Em pleno regime militar, com poucos meses do Governo Costa e Silva, a imprensa esportiva do Rio de Janeiro ocupava-se do campeonato carioca. A Taça Guanabara disputada naquele ano era o torneio do qual o Jornal dos Sports (JS) mais se concentrava. A principal manchete garrafal dizia:

América afasta Vasco da Taça

Com um público pagante de 70.146, o jogo terminara 3 x 1 para o time rubro (gols de Edu e Eduardo, que fizera 2, e Paulo Bim para o Vasco). Interessante é que o registro do público acrescentava que além dos pagantes, assistiram 9.776 menores de idade, totalizando 79.922 expectadores. Não há notícias dos demais (cadeira cativa, por exemplo), nem se existiam alguma gratuidade. Chama a atenção a presença do público infantil em grande quantidade, além da própria totalidade dos números de público presente.

Desta forma, como dia 14/08 era uma segunda-feira, a cobertura do domingo do futebol carioca era o grande tema para o JS. Mas, cabem duas informações para compreendermos o torneio: 1) as competições regionais deste período iniciavam em julho e terminavam em dezembro. 2) a Taça Guanabara não era o primeiro turno do campeonato carioca, mas considerada um torneio a parte ou ainda um pré-torneio do campeonato carioca.
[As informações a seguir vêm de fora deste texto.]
PR #1358, opened 2026-09-08
fix(sandbox): restore macOS shell selector and authorized-path metadata

yzxoi:
Sandboxed macOS commands cannot read the shell selector, and tools such as Git cannot stat ancestor components of an already-authorized path. Add the macOS selector roots and metadata-only ancestor permissions so these operations work without expanding directory data access.

The shared Git-directory grant has been removed after review. Automatic linked-worktree Git access is outside this PR; it needs a separate design for executable integrations, common-directory resolution and narrow metadata writes.

Validation: 4 enforcement regressions, 37 sandbox policy/parity tests and all 16 local quality gates passed.


yzxoi (commented):
Rechecked all three earlier findings. As agreed with the maintainer, removed automatic shared Git-directory authorization from the PR and narrowed its title, description and decision record to the two macOS fixes. The remaining change only adds shell-selector reads and metadata access on ancestors of already-authorized roots. An enforcement regression verifies no implicit original-checkout Git grant. Validation: 4 enforcement tests, 37 sandbox policy/parity tests and all 16 local quality gates passed.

Em 1967, fora disputada pelos 6 times mais tradicionais da cidade: Vasco, Fluminense, Flamengo, Botafogo, América e Bangu. Na final, Botafogo vencera o América, conforme podemos visualizar no vídeo abaixo:

 

 

Os demais, clubes com menores investimentos (Bonsucesso, São Cristóvão, Campo Grande, Portuguesa, Olaria e Madureira) disputavam um torneio similar chamado de Taça José Trócoli.

Nelson Rodrigues em sua crônica escrevia que: “Amigos, ontem, à saída do Estádio Mário Filho, dizia-me um americano: – ‘Você precisa escrever sobre o América! Basta de Fluminense’. Achei graça e passei adiante. Mas claro que não basta de Fluminense. O tricolor continua sendo um destes assuntos obsessivos e eternos. Todavia, o América merece que eu abra, hoje, com o seu nome e com sua vitória (…).” Nelson Rodrigues enfatizava sua paixão pelo time tricolor e aproveitava para valorizar a rivalidade com o Vasco ao apontar uma vitória convincente do América, clube que segundo ele era importante, mas estava passando por dificuldades para se manter na elite do futebol carioca.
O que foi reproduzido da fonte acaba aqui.